Output Voltage Regulation
Since both adapters use the zener and optoisolator setup, they both hover around the same 5.2V due to a combination of the 3.9V zener voltage, 1.2V isolator LED forward voltage, and voltage drop across the LED’s current-limiting resistor.
Neither adapter does a particularly good job of maintaining a steady output voltage due to how every component value in a flyback oscillator affects most of its properties, such as sensitivity to photo-transistor feedback. At higher oscillator current, it takes more feedback current to rein the oscillator back. Looking at the BDL1000’s steeper upward trend past 500mA on 230V, perhaps this played a part in its failure too.
Peak-to-Peak Output Noise
When it comes to peak-to-peak noise, the BDL1000 is semi-horrible. Meanwhile, the A1265 could be considered ok-ish if it didn’t cut off at a mere 440mA on 115V. That's the reason for its particularly bad performance there, courtesy of its half-wave rectifier input.
RMS Output Noise
Things look more tame in terms of result uniformity on the RMS side. The BDL1000 is still uniformly bad, and the A1265 pretender is still passable at best (and nowhere near the 10-20mVRMS seen on Aukey’s PA-U32).
Two More Down
Safety-wise, the BDL1000 (right) turned out every bit as horrible as the Colorful A1265, with even worse efficiency and possibly a penchant for self-destruction. The fake white A1265 fares a little better in the EMI capacitor failure department. Its capacitor withstands 600V after failure instead of only 300V. And I was quite surprised that its circuit board withstood in excess of 2kV before arcing over, while its transformer almost scored a pass. Although its output was considerably cleaner than the BDL1000 at half as much noise, being unable to provide more than 440mA at 115V renders it largely useless for anything but the lowest-power devices.
If you are looking for a decent-quality and safe adapter, skip both of these.
Earlier, I hypothesized that the pretend-A1265 might fare better with full-wave rectification. Likewise with the A1265 if were it fitted with a bigger capacitor. As luck would have it, its two diodes’ footprints happen to match the BDL1000 and Colorful A1265’s diode bridge footprint and pin-out.
Since I didn’t completely destroy the A1265’s transformer this time around, what if I swapped out its input diodes for a dead adapter's bridge? If that works, I can scavenge the Colorful’s AC plug and make one working semi-safe adapter out of three.
Here’s my Frankendapter with its new full-bridge rectifier in place. The only thing left to do is hook it up and see if it fares any better than before.

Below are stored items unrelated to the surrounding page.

PR #870, opened 2022-09-13
Feature/sergeyro/ts infra css modules

SergeyRoyt:
1) Fix jest errors which happened due to `esModuleInterop` absence
2) tsconfig: include src/* to fix TS2307: Module not found "./*.module.scss"
3) Fix `noImplicitlyAny` on modular styles string index accessors in typescript files - via helper getStyle function
4) Fix eslint errors about using node global variables in js files
5) tsconfig: remove `ts-esm.js` from included

### DIFF
--- a/src/helpers/typesciptCssModulesHelper.ts
+++ b/src/helpers/typesciptCssModulesHelper.ts
@@ -3,6 +3,6 @@
  * @param styles modular styles object
  * @param key string classname
  */
-export function getStyle<StylesType>(styles: StylesType, key: string): StylesType[keyof StylesType] | undefined {
+export function getStyle<StylesType>(styles: StylesType, key: string) {
   return styles[key as keyof typeof styles];
 }
--- a/src/helpers/typesciptCssModulesHelper.ts
+++ b/src/helpers/typesciptCssModulesHelper.ts
@@ -1,0 +1,8 @@
+/**
+ * Return style by key - solves to fix noImplicitAny errors when referencing modular styles from ts files via index accessor
+ * @param styles modular styles object
+ * @param key string classname
+ */
+export function getStyle<StylesType>(styles: StylesType, key: string): StylesType[keyof StylesType] | undefined {
+  return styles[key as keyof typeof styles];
+}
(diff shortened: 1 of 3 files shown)


SergeyRoyt:
Talked with @sahariko about TS2307 (Module or corresponding type declaration not found) error when importing .module.scss file from ts file. He supported the idea of including `src/**/*` into TSC processing - he doesn't see a reason why it shouldn't be done and told me that it's included in each tsconfig in other projects
Besides that I've fixed eslint errors about using node global variables in js files

src/helpers/typesciptCssModulesHelper.ts
```diff
@@ -0,0 +1,8 @@
+/**
+ * Return style by key - solves to fix noImplicitAny errors when referencing modular styles from ts files via index accessor
+ * @param styles modular styles object
+ * @param key string classname
+ */
+export function getStyle<StylesType>(styles: StylesType, key: string): StylesType[keyof StylesType] | undefined {
```
sahariko, line 6: TS is really good at inferring types:

```suggestion
export function getStyle<StylesType>(styles: StylesType, key: string) {
```

SergeyRoyt: I know, I've just left it for clarity) But let's remove it if u think that would be better

tsconfig.json
```diff
@@ -1,12 +1,12 @@
...
-  "include": ["./dist/ts-esm.js", "types/styles.d.ts"],
+  "include": ["src/**/*", "types/**/*"],
   "compilerOptions": {
     "rootDir": "./src",
     "lib": ["esnext", "dom"],
     "allowJs": true,
     "target": "es6",
     "module": "commonjs",
-    "sourceMap": false,
+    "sourceMap": true,
```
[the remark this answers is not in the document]
SergeyRoyt: I've seen some deprecation warning about this, but can't reproduce rn... :0 
Reverting...

orrgottlieb (approved):

PR #883, opened 2022-09-21
fix externals issue

orrgottlieb:


laviomri (approved):
LGTM

webpack.config.js
```diff
@@ -4,12 +4,15 @@ const CopyPlugin = require("copy-webpack-plugin");
 const TerserJSPlugin = require("terser-webpack-plugin");
 const MiniCssExtractPlugin = require("mini-css-extract-plugin");
 const { getPublishedComponents } = require("./webpack/published-components");
+const BundleAnalyzerPlugin = require("webpack-bundle-analyzer").BundleAnalyzerPlugin;
+
+const ANALYZE_BUNDLE = false;
```
niksa-monday, line 9: [Optional]

Probably we can add additional NPM script at package json for not change false-true back and force.
Like at [monolith](https://github.com/DaPulse/dapulse/blob/master/package.json#L352), see also [here](https://github.com/DaPulse/dapulse/blob/master/webpack.config.js#L142)

niksa-monday (approved):

webpack.config.js
orrgottlieb: @niksa-monday will do in additional PR

PR #897, opened 2022-10-02
convert helpers/utils to typescript

orrgottlieb:
Convert the utils/helpers libraries to ts

i left the scripts which are running in node in JS - will move them to a different directory in a different PR


src/utils/colors-utils.ts
```diff
@@ -3,7 +3,7 @@ import { COLOR_STYLES, contentColors } from "./colors-vars-map";
 const ColorUtils = {
   modes: COLOR_STYLES,
   contentColors,
-  getMondayColorAsStyle: (color, mode = COLOR_STYLES.REGULAR, withVar = true) => {
+  getMondayColorAsStyle: (color: string, mode = COLOR_STYLES.REGULAR, withVar = true) => {
```
laviomri, line 6: is any color acceptable here? 
if not, is there a quick way to type it? (should it be the property values of `contentColorsByName`?)

src/utils/dom-event-utils.ts
```diff
@@ -12,67 +12,71 @@ const ARROW_UP_KEY_CODE = 38;
...
+  keyCode: KeyboardEvent["keyCode"] | KeyboardEvent["which"],
+  key?: KeyboardEvent["key"]
+) {
   if (!event) return false;
   return event.keyCode === keyCode || event.which === keyCode || (key && event.key === key);
-};
+}
 
-export const isEnterEvent = event => {
+export function isEnterEvent(event: KeyboardEvent) {
```
laviomri, line 24: not that it matters to me that much, but why did you change from `const` to functions?

laviomri (approved):

src/utils/dom-event-utils.ts
orrgottlieb: @laviomri i'm not a huge favor of declaring `consts` when functions are needed - less evaluation, but i think it is clearer with TS (IMO)

laviomri: @orrgottlieb I'm not opinionated to consts or functions, but if we prefer having one over the other I think we should have a linting rule for that. Otherwise we'll have some PRs moving consts to functions and other PRs moving them back. 
what do you think?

After being tested for breakdown voltage, disassembled to test the transformer separately, re-assembled with diodes swapped out, this adapter is still working. Before the mod, it could only provide 440mA at 115V before its output voltage collapsed. After the mod, that only improved to 480mA, while noise remained mostly unchanged.
What about performance at 230V?
… But Not For Long
As soon as I began turning up my variac's dial to raise AC voltage, I heard a double-bang that signaled the end of Frankendapter’s short life. I suspect that its primary winding wires, which were crossing dangerously close to each other, shorted out and sputtered copper vapor all over the place. The rightmost wire even burnt a line into the coil form’s plastic all the way from the crossing point to the form’s bottom.
This is almost exactly the same failure pattern as the BDL1000’s transformer, albeit with twice as much energy involved courtesy of the 4.7µF input capacitor.
The Other Bang
Where did the second bang I mentioned come from? Based on the BDL1000, the logical place to suspect would be the input protection resistor. Sure enough, it has a straight crack across its middle section. Its value being only 0.05Ω must also have contributed to vaporizing significantly more copper. Again, the resistor blew up so quickly that it didn’t even have a chance to char.
RIP, Frankendapter. Born 2018-02-10 12:00, deceased 2018-02-15 12:30.